* _What you have to do_: Gather all lines in the entries that include the word "gdestuynder".
** Records provided follows **
PR #424, opened 2019-04-30
Fix flat profile

andrewkrug:


python-modules/cis_profile/cis_profile/profile.py
```diff
@@ -294,9 +294,10 @@ def flatten(attrs, field=None):
                 # Skip "schema"
                 if isinstance(attrs[f], str):
                     continue
-                if not set(["value", "values"]).isdisjoint(set(attrs[f])):
+                elif not set(["value", "values"]).isdisjoint(set(attrs[f])):
                     res = attrs[f].get("value", attrs[f].get("values"))
-                    if res is not None and res != "":
+
+                    if res is not None and res != "" and isinstance(res, str):
```
gdestuynder: doesnt that skip all list and dict items?
ie. that would never add "access_information.ldap.values = {...}"

gdestuynder: actually i think that yes it does:

```
self = <tests.test_fake_profile.TestFakeProfile object at 0x7f7f04186be0>
    def test_fake_dynamo_flat_dict_output(self):
        # This profile must have ldap groups and staff data
        p = fake_profile.FakeUser(seed=44)
        ddb = p.as_dynamo_flat_dict()
        deserializer = TypeDeserializer()
        res = {k: deserializer.deserialize(v) for k, v in ddb.items()}
>       assert len(res["access_information"]["ldap"]) > 0
E       KeyError: 'ldap'
tests/test_fake_profile.py:59: KeyError
```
** End of Records provided **
* _Result for this task_:
gdestuynder: doesnt that skip all list and dict items?
gdestuynder: actually i think that yes it does:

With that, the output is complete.